Fairbairn joined Aiken's Drum in the late 1980s as a stand-in, and has been the longest-serving member. He continues to play with other bands and has appeared on many recordings, mainly in the folk arena. Fairbairn has been a long term provider of fiddle parts for various Guy Manning albums, and has also appeared as part of the latter's live line-up. He has most recently been playing with The Mighty Doonans, a spin-off of the highly successful Doonan Family Band.

==Biography==
Fairbairn learned to play guitar by utilising his brother's instrument. At Wallsend Grammar School, he joined the school's Folk Song Society, which included Dave Richardson (later of The Boys of the Lough) and Alistair Anderson. Fairbairn's first public performance was playing a 5 string banjo alongside Dave Richardson's younger brother, Tich, at a church fete in Howdon-on-Tyne.

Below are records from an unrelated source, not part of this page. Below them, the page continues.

PR #85, opened 2020-02-27
Omit sans

mr-tron:


mr-tron:
all tests passed

pkg/certificate/certificate.go
```diff
@@ -276,7 +276,9 @@ func GenerateRequest(request *Request, privateKey crypto.Signer) error {
 func (request *Request) GenerateCSR() error {
 	certificateRequest := x509.CertificateRequest{}
 	certificateRequest.Subject = request.Subject
-	certificateRequest.DNSNames = request.DNSNames
+	if !request.OmitSANs {
+		certificateRequest.DNSNames = request.DNSNames
+	}
 	certificateRequest.EmailAddresses = request.EmailAddresses
 	certificateRequest.IPAddresses = request.IPAddresses
 	certificateRequest.URIs = request.URIs
```
tr1ck3r: @mr-tron do you think we should be ignoring all SAN types since the option is general `--omit-sans`?  It won't matter for the customer issue because in general public CAs only support DNS SANs but I'm thinking it is probably best for the option to apply to all SAN types we support.

mr-tron: so you suggest to move emails, IPs and URIs inside `if` condition?

pkg/venafi/tpp/connector.go
```diff
@@ -493,7 +495,32 @@ func (c *Connector) RenewCertificate(renewReq *certificate.RenewalRequest) (requ
...
+			return "", err
+		}
+		statusCode, _, _, err := c.request("PUT", urlResourceCertificate+urlResource(guid), r)
+		if err != nil {
+			return "", err
+		}
+		if statusCode != http.StatusOK {
+			return "", fmt.Errorf("can't clean SANs values for certificate on server side")
+		}
+	}
```
arykalin: Is this code covered by tests?

arykalin: Also it's not very clear for me what we're doing here. I think we need to add comment with short description.

PR #90, opened 2020-03-05
Restore defaults for getcred action

tr1ck3r:
The default values for `--client-id` and `--scope` were lost between versions 4.6.0 and 4.7.1


arykalin:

With fellow schoolfriend Stu Luckley they formed a duo called Trimrigg, and played folk music around Tynemouth, Cullercoats and Whitley Bay. In time the line-up expanded to include Luckley's girlfriend Margi. In 1971, Hedgehog Pie decided to replace the departing mandolin player, Andy Seagrove, by absorbing Trimrigg into their ranks. Fairbairn remained with Hedgehog Pie for two years, performing on BBC Radio (Folk on 2), at the Edinburgh Festival with Silly Wizard, and his first appearance at the Cambridge Folk Festival. Hedgehog Pie were the result of the flourishing folk revival in northern England and the attempts to extend the British folk rock movement in the region. They failed to achieve mainstream recognition, but retain a local and cult following in the context of northern folk music.

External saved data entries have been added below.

PR #107, opened 2020-04-28
Expose the TPP ConfigWrite API

wallrj:
This is needed for a cert-manager extension that we're writing for Venafi.

We need a way to trigger TPP certificiate provisioning by setting the following config:

```
		err = tppClient.ConfigWrite(&tpp.ConfigWriteRequest{
			ObjectDN: response.CertificateDN,
			AttributeData: []tpp.ConfigAttribute{
				{
					Name:  "Stage",
					Value: []string{"750"},
				},
				{
					Name:  "Work To Do",
					Value: []string{"1"},
				},
				{
					Name:  "Management Type",
					Value: []string{"Provisioning"},
				},
			},
		})

```

This API seems to be specific to TPP so I have not added this to the general `endpoint.Connector` interface.

If you agree that this is a useful method to expose, I will add tests.

Alterntatively, I could make the  interface more generic, e.g. `tpp.TriggerProvisioning(certificiateDN string)`

/cc @carlskii @KBo0o

### DIFF
--- a/pkg/venafi/tpp/tpp.go
+++ b/pkg/venafi/tpp/tpp.go
@@ -34,6 +34,7 @@ import (
 
 	"github.com/Venafi/vcert/pkg/certificate"
 	"github.com/Venafi/vcert/pkg/endpoint"
+	"github.com/Venafi/vcert/pkg/verror"
 )
 
 const defaultKeySize = 2048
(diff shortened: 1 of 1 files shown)


KBo0o:
@wgoulet @tr1ck3r How to design for DevOpsACCELERATE compatibility, not just Venafi Platform?

tr1ck3r:
@wallrj we are trying our best to avoid introducing dependencies to VCert that require low-level Config methods like `POST Config/Write` because that would significantly broaden the scope of the API Application access required.  I think that @carlskii and @KBo0o filled me in on this use case last week and we discussed an alternative approach (Bulk Provisioning) that would more in line with our product strategy.  I'll circle back with them.

wallrj:
@tr1ck3r I'll close this and wait to hear more about the Bulk Provisioining API.
Meanwhile we'll maintain a fork at https://github.com/jetstack/vcert/tree/cert-manager-venafi-key-sync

By 1973 Fairbairn, along with Phil Murray joined Jack the Lad, who recorded three albums and toured extensively before Lindisfarne reformed. The last Jack the Lad concert took place in Redcar in July 1977, although several reunions culminated in an appearance at the Skagen Festival in Denmark in 1993. In 1978 Fairbairn joined the award winning country band, Midnight Flyer, and has played with them on and off over the years.

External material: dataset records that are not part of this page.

PR #110, opened 2020-05-13
Wrap all Authenticate errors with verror.AuthError

wallrj:
This makes it easier for users of the vcert library to distinguish between
temporary and permanent error conditions.

Signed-off-by: Richard Wall <richard.wall@jetstack.io>


tr1ck3r:
@wallrj Thank you for contributing to the VCert project!

PR #111, opened 2020-05-13
Wrap URL errors from tpp.NewConnector with verror.UserDataError

wallrj:
Allows a vcert user to distinguish between errors caused by bad configuration
and temporary errors which may be resolved by retrying.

Fairbairn played with various other bands before being recruited by Aiken's Drum. Since the 1980s Fairbairn has performed alongside or with Paul Buckley, Chris Newman, Nick Strutt, Roger Knowles, Michael Chapman, Tony Wilson, Brian Golbey, Alistair Russell, Gordon Tyrall, Hot Pot Belly Band, Witches Bane, Four Horseman, Ray Band, Boxcar Willie, Sons of the Freemen, Scarlet Heights and Aiken's Drum.

Fairbairn has recorded with Tony Capstick, The Buskers, Mike Harding, Guy Manning, Tom Robinson, Tony Wilson, Ewan Carruthers, Paul Buckley, Gordon Tyrall, Alan Taylor, Scarlet Heights, Aiken's Drum and the Mighty Doonans.